::: Study material :::

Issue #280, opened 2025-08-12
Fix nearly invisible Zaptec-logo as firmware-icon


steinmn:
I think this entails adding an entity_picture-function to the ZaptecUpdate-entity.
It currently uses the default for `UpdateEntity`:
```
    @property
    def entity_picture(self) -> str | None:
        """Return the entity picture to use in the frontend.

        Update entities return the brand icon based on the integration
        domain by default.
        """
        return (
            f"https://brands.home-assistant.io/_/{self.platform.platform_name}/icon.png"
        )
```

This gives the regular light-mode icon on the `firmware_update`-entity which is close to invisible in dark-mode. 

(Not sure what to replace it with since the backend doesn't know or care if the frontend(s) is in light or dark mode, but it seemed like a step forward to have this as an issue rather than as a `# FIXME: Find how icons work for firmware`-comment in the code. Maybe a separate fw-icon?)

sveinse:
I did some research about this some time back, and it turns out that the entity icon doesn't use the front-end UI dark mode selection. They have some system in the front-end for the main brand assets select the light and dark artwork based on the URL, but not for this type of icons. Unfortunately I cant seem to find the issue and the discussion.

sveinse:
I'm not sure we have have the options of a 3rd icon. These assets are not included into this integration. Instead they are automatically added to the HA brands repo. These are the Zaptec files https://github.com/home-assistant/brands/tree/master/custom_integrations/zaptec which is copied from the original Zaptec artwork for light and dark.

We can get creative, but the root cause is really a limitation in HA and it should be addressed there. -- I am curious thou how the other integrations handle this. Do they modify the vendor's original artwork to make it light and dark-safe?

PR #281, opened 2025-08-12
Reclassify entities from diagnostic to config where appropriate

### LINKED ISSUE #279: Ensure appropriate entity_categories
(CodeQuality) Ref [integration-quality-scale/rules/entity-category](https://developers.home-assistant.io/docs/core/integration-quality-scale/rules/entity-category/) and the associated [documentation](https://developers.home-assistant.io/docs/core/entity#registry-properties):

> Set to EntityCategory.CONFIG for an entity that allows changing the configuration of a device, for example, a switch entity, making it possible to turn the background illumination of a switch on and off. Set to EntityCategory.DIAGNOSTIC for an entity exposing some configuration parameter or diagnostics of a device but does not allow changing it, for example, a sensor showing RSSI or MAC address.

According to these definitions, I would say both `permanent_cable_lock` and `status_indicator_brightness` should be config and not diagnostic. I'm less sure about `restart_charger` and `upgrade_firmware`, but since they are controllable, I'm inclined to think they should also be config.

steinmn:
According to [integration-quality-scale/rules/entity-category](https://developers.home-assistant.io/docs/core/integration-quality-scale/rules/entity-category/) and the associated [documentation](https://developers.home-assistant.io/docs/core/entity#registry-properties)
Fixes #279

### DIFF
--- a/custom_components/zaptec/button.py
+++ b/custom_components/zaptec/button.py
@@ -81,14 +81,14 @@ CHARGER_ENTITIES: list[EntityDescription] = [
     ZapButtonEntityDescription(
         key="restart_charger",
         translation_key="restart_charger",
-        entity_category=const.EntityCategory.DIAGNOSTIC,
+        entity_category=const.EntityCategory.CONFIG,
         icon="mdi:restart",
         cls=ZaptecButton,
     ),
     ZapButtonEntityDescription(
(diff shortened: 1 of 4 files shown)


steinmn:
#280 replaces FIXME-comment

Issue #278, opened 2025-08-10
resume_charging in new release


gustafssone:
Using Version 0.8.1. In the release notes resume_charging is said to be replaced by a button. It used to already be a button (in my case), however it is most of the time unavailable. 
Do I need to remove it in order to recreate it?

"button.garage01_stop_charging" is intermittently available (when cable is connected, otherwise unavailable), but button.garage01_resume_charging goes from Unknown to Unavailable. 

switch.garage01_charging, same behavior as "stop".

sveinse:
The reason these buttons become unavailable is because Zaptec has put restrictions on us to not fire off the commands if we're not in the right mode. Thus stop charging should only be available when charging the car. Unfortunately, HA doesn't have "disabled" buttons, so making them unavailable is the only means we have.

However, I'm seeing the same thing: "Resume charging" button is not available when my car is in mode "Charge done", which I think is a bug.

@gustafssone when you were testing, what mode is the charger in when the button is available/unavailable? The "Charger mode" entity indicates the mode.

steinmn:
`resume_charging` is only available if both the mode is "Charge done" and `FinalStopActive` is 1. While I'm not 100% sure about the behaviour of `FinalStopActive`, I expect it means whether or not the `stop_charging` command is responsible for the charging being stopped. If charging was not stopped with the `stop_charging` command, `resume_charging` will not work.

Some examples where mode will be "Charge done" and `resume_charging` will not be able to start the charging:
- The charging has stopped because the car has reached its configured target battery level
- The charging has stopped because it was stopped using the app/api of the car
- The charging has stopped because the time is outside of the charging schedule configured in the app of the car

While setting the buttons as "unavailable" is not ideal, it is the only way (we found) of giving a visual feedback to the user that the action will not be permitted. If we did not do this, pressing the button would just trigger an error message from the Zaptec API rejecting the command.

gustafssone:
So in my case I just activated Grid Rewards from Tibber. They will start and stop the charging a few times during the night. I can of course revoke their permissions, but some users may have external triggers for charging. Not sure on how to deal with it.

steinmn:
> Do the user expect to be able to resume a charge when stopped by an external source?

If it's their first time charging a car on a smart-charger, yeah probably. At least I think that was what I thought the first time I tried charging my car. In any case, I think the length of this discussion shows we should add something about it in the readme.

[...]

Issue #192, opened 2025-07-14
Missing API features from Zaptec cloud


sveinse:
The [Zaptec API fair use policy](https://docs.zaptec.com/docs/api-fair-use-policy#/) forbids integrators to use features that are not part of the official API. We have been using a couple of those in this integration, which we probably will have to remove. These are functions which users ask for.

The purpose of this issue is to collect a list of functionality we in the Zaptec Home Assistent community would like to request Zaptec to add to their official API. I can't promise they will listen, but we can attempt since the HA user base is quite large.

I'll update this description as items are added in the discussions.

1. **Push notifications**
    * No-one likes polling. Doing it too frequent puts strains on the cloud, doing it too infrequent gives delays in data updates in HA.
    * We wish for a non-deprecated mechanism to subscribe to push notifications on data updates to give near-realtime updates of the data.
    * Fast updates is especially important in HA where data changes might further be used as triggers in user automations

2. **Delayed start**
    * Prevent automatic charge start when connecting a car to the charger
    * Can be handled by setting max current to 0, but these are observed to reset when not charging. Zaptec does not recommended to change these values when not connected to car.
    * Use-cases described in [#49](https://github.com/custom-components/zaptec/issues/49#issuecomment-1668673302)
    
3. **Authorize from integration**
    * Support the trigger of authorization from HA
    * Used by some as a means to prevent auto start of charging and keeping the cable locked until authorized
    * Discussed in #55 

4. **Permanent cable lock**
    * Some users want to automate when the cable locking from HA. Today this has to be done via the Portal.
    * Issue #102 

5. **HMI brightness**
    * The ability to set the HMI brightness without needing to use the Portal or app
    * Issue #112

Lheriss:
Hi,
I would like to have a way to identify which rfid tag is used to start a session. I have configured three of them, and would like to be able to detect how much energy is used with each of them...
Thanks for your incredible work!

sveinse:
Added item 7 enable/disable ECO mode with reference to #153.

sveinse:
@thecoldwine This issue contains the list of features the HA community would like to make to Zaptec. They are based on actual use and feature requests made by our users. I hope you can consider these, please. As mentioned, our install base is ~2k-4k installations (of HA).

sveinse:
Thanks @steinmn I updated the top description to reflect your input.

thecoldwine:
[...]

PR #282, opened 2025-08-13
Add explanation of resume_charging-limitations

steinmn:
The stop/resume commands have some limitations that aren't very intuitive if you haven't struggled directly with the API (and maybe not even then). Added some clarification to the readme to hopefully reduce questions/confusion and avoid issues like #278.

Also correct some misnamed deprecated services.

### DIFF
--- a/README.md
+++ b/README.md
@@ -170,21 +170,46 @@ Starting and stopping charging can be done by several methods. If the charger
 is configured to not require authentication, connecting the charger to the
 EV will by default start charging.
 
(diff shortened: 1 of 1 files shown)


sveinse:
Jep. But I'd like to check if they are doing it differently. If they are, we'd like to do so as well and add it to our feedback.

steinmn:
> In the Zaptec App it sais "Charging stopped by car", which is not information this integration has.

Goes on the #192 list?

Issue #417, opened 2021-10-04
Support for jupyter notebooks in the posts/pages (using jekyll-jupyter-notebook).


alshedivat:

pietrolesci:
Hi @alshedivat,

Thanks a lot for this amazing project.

:::

Task description: Scan the material for lines with the word "about", and copy each line you find.

Reply:
I did some research about this some time back, and it turns out that the entity icon doesn't use the front-end UI dark mode selection. They have some system in the front-end for the main brand assets select the light and dark artwork based on the URL, but not for this type of icons. Unfortunately I cant seem to find the issue and the discussion.
According to these definitions, I would say both `permanent_cable_lock` and `status_indicator_brightness` should be config and not diagnostic. I'm less sure about `restart_charger` and `upgrade_firmware`, but since they are controllable, I'm inclined to think they should also be config.
`resume_charging` is only available if both the mode is "Charge done" and `FinalStopActive` is 1. While I'm not 100% sure about the behaviour of `FinalStopActive`, I expect it means whether or not the `stop_charging` command is responsible for the charging being stopped. If charging was not stopped with the `stop_charging` command, `resume_charging` will not work.
If it's their first time charging a car on a smart-charger, yeah probably. At least I think that was what I thought the first time I tried charging my car. In any case, I think the length of this discussion shows we should add something about it in the readme.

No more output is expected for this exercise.